Missouri state Rep. Paul Joseph Wieland (R) does not want his daughters’ health plan to cover birth control — even though two of those daughters are adults. So he and his wife sued the Obama administration. Though this lawsuit was rejected on jurisdictional grounds by a federal trial court, a panel of three appellate judges reinstated the suit on Monday. Should the Wielands ultimately prevail in their effort to deny birth control coverage to their daughters, the decision could have implications far beyond the Wieland family, potentially forcing insurance companies to maintain elaborate records to track many of their customers’ views on religion and sexual morality.
Wieland v. Department of Health and Human Services seeks to expand the Supreme Court’s decision in Burwell v. Hobby Lobby, which allowed many private businesses to ignore federal rules requiring them to include birth control in their employee’s health plans if the business’ owners object to contraception on religious grounds. The Wielands claim that a similar rule should apply in their case. Because they claim that they “cannot provide, fund or in any way be a participant in the provision of health care coverage” that includes birth control “without violating their sincerely-held religious beliefs,” they argue that they should be given a special health plan that does not include contraceptive care.
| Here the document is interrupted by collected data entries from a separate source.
PR #180, opened 2022-06-09
add autoResume Option

yuchan2215:
Resuming the app also starts the camera, but this is inconvenient if the developer wants to explicitly control it.
This pull request fixes this.
I am using Deepl.


juliansteenbakker:

PR #185, opened 2022-06-10
refactor: applying lint's suggestions

h1376h:
Hey! Thanks a lot for your amazing package, this PR contains breaking changes and no changes in behavior and only applies most of suggested lints and [analysis options](https://github.com/flutter/flutter/blob/master/analysis_options.yaml) to make the code cleaner and more readable.

These two lints are ignored in most files:
`always_specify_types`, `strict_raw_type`

I can fix most cases of those two in another PR.


juliansteenbakker:
Thank you for your contribution, however i use the lint package for all my plugins. I do see that it can be stricter, however this is something that i would like to apply to all my plugins to keep it consistent.

PR #253, opened 2022-08-16
expose the binaryData from the jsQR library

JakubPatrik:
Hi!, 

currently the jsQR exposes `data` and `binaryData` properties of the object as a result of its `scan: QRCode` method.
However, the mobile_scanner only ever uses the data.

In case the QRCode payload does not return a stringified data property, it still does return `binaryData` which corresponds 1:1 to the `rawBytes` of the mobile_scanner Barcode object. Otherwise, if you scan a QR code which payload is only binary data, the mobile_scanner returns null.

PS: I'm not a jsQR expert, but it seems to me that logically binaryData will never be null, otherwise the detection itself failed?

Hence the PR, if you have any comments I'm happy to review them.

### DIFF
--- a/lib/mobile_scanner_web_plugin.dart
+++ b/lib/mobile_scanner_web_plugin.dart
@@ -200,7 +200,11 @@ class MobileScannerWebPlugin {
 
     final code = jsQR(imgData.data, canvas.width, canvas.height);
     if (code != null) {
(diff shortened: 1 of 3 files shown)


juliansteenbakker:
Thank you for your work! There are some merge conflicts. Can you fix those? After that i can merge it and release it.

JakubPatrik:
Sure thing, just resolved those :)

PR #256, opened 2022-08-23
ci: Add Release Please to auto-generate changelogs

teolemon:
### What
Hello,
Pierre from Open Food Facts (https://github.com/openfoodfacts/smooth-app)
We're currently investigating the whole scanning situation with Flutter, as well as plugins with CameraX and MLKit, and here's a proposal to generate changelogs for mobile_scanner

ci: Add Release Please to auto-generate changelogs
ci: Enforce semantic Pull Requests to make changelogs possible

### Part of
- #260

### DIFF
--- a/.github/workflows/release-please.yml
+++ b/.github/workflows/release-please.yml
@@ -2,7 +2,7 @@
  on:
    push:
      branches:
-       - main
+       - master
  jobs:
    release-please:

On the surface, this argument has some appeal — at least if one accepts the legitimacy of Hobby Lobby. The Wielands are helped by the fact that Missouri did offer the special contraception-free plan they seek until 2013, when a court order instructed the state to stop offering this plan in order to comply with the Affordable Care Act. They can also point to Hobby Lobby itself, which established that religious objectors may wield those objections to diminish the rights of third parties. According to the Wielands’ attorney, the couple “stand[s] in the same shoes” as Hobby Lobby, and Hobby Lobby’s “employees are to Hobby Lobby what the daughters are to Paul and Teresa Wieland.”
Hobby Lobby, however, rested on the Court’s conclusion that the federal birth control rules at issue in that case did not use the “least restrictive means” of furthering the government’s interest in protecting women’s health. As the Justice Department explained in its arguments in Wieland, it’s not at all clear that the same thing is true in this case.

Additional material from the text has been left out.